### WORK TASK
Write back each entry precisely as it is given.

(Dataset entries)
PR #3337, opened 2026-03-20
geolocation: add target_update_count to GeoProbe for lightweight target change detection

### LINKED ISSUE #3304: geolocation: add target_update_count to GeoProbe for lightweight change detection
The geoprobe-agent polls all GeolocationUser accounts every 60s to discover targets assigned to it. Each account can be up to ~284 KB, making this the most expensive RPC call in the agent's loop. To avoid unnecessary scans, add a target_update_count field to the onchain GeoProbe account. The add_target and remove_target instructions already touch the probe for reference_count, so incrementing a second counter is trivial. Since the agent already fetches its own GeoProbe account every 60s for parent discovery, it can check whether the counter has changed before deciding to do the full user scan. The field should use BorshDeserializeIncremental and be appended at the end of the struct, so existing accounts deserialize with a default of 0 — no migration or breaking change required.

Changes that don't go through add_target/remove_target (e.g., payment status updates, user suspension) don't need to increment the counter. A forced full refresh every ~5 minutes catches those cases, which is acceptable given the lower urgency of payment enforcement convergence compared to target routing changes.

ben-dz:
Closes #3304

## Summary of Changes
- Add `target_update_count: u32` field to the onchain `GeoProbe` account, incremented by `add_target` and `remove_target` processors. Non-breaking: uses `BorshDeserializeIncremental` so existing accounts default to 0.
- Extend the Go SDK to deserialize the new field with backward compatibility (EOF → 0).
- Wire up the geoprobe-agent so parent discovery publishes the counter via a shared `atomic.Uint32`, and target discovery skips the expensive `GetGeolocationUsers` RPC scan when the counter hasn't changed. A forced full refresh every 5th tick (~5 min at 60s intervals) catches non-counter changes like payment status updates.

## Diff Breakdown
| Core logic   |     5 | +109 / -53  | +56   |
| Scaffolding  |     8 | +11 / -0    | +11   |
| Tests        |     6 | +278 / -25  | +253  |

~80% of the diff is tests; core logic is compact.

<details>

- `controlplane/telemetry/internal/geoprobe/target_discovery.go` — skip-scan logic: check shared `target_update_count` atomic, force full refresh every 5th tick, nil-return for skipped scans
- `smartcontract/programs/doublezero-geolocation/src/state/geo_probe.rs` — add `target_update_count` field with `BorshDeserializeIncremental`, backward-compat deserialization, updated Display/tests
- `controlplane/telemetry/internal/geoprobe/onchain_discovery.go` — parent discovery stores `probe.TargetUpdateCount` into shared atomic after each poll
- `controlplane/telemetry/cmd/geoprobe-agent/main.go` — create shared `atomic.Uint32`, pass to both parent and target discovery configs
- `sdk/geolocation/go/state.go` — add `TargetUpdateCount uint32` to Go `GeoProbe` struct, backward-compat deserialization

</details>

## Testing Verification
- Rust unit tests pass (39 geolocation lib tests), including new backward-compat test that truncates serialized data to simulate pre-`target_update_count` accounts
- Integration test assertions added: `target_update_count` increments after `add_target`/`remove_target`, unchanged after `update_payment_status`
- Go SDK round-trip and backward-compat tests pass
- 4 new geoprobe-agent target discovery tests: counter unchanged → scan skipped, counter changed → full scan, forced full refresh ignores counter, nil counter → always scans
- New parent discovery test verifies `target_update_count` is stored in the shared atomic
- Full workspace `cargo build`, `cargo clippy`, `rust-fmt`, `go test`, `golangci-lint` all pass

### DIFF
--- a/controlplane/telemetry/cmd/geoprobe-agent/main.go
+++ b/controlplane/telemetry/cmd/geoprobe-agent/main.go
@@ -36,7 +36,6 @@ const (
 	defaultEvictionInterval      = 30 * time.Minute
 	defaultVerifyInterval        = 29 * time.Second
 	discoveryInterval            = 60 * time.Second
-	parentDiscoveryInterval      = 60 * time.Second
 )
 
 var (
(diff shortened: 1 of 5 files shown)


nikw9944:
We should probably explicitly handle (and log) when the counter wraps.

### EXERCISE RESULT
PR #3337, opened 2026-03-20
geolocation: add target_update_count to GeoProbe for lightweight target change detection

### LINKED ISSUE #3304: geolocation: add target_update_count to GeoProbe for lightweight change detection
The geoprobe-agent polls all GeolocationUser accounts every 60s to discover targets assigned to it. Each account can be up to ~284 KB, making this the most expensive RPC call in the agent's loop. To avoid unnecessary scans, add a target_update_count field to the onchain GeoProbe account. The add_target and remove_target instructions already touch the probe for reference_count, so incrementing a second counter is trivial. Since the agent already fetches its own GeoProbe account every 60s for parent discovery, it can check whether the counter has changed before deciding to do the full user scan. The field should use BorshDeserializeIncremental and be appended at the end of the struct, so existing accounts deserialize with a default of 0 — no migration or breaking change required.

Changes that don't go through add_target/remove_target (e.g., payment status updates, user suspension) don't need to increment the counter. A forced full refresh every ~5 minutes catches those cases, which is acceptable given the lower urgency of payment enforcement convergence compared to target routing changes.

ben-dz:
Closes #3304

## Summary of Changes
- Add `target_update_count: u32` field to the onchain `GeoProbe` account, incremented by `add_target` and `remove_target` processors. Non-breaking: uses `BorshDeserializeIncremental` so existing accounts default to 0.
- Extend the Go SDK to deserialize the new field with backward compatibility (EOF → 0).
- Wire up the geoprobe-agent so parent discovery publishes the counter via a shared `atomic.Uint32`, and target discovery skips the expensive `GetGeolocationUsers` RPC scan when the counter hasn't changed. A forced full refresh every 5th tick (~5 min at 60s intervals) catches non-counter changes like payment status updates.

## Diff Breakdown
| Core logic   |     5 | +109 / -53  | +56   |
| Scaffolding  |     8 | +11 / -0    | +11   |
| Tests        |     6 | +278 / -25  | +253  |

~80% of the diff is tests; core logic is compact.

<details>

- `controlplane/telemetry/internal/geoprobe/target_discovery.go` — skip-scan logic: check shared `target_update_count` atomic, force full refresh every 5th tick, nil-return for skipped scans
- `smartcontract/programs/doublezero-geolocation/src/state/geo_probe.rs` — add `target_update_count` field with `BorshDeserializeIncremental`, backward-compat deserialization, updated Display/tests
- `controlplane/telemetry/internal/geoprobe/onchain_discovery.go` — parent discovery stores `probe.TargetUpdateCount` into shared atomic after each poll
- `controlplane/telemetry/cmd/geoprobe-agent/main.go` — create shared `atomic.Uint32`, pass to both parent and target discovery configs
- `sdk/geolocation/go/state.go` — add `TargetUpdateCount uint32` to Go `GeoProbe` struct, backward-compat deserialization

</details>

## Testing Verification
- Rust unit tests pass (39 geolocation lib tests), including new backward-compat test that truncates serialized data to simulate pre-`target_update_count` accounts
- Integration test assertions added: `target_update_count` increments after `add_target`/`remove_target`, unchanged after `update_payment_status`
- Go SDK round-trip and backward-compat tests pass
- 4 new geoprobe-agent target discovery tests: counter unchanged → scan skipped, counter changed → full scan, forced full refresh ignores counter, nil counter → always scans
- New parent discovery test verifies `target_update_count` is stored in the shared atomic
- Full workspace `cargo build`, `cargo clippy`, `rust-fmt`, `go test`, `golangci-lint` all pass

### DIFF
--- a/controlplane/telemetry/cmd/geoprobe-agent/main.go
+++ b/controlplane/telemetry/cmd/geoprobe-agent/main.go
@@ -36,7 +36,6 @@ const (
 	defaultEvictionInterval      = 30 * time.Minute
 	defaultVerifyInterval        = 29 * time.Second
 	discoveryInterval            = 60 * time.Second
-	parentDiscoveryInterval      = 60 * time.Second
 )
 
 var (
(diff shortened: 1 of 5 files shown)


nikw9944:
We should probably explicitly handle (and log) when the counter wraps.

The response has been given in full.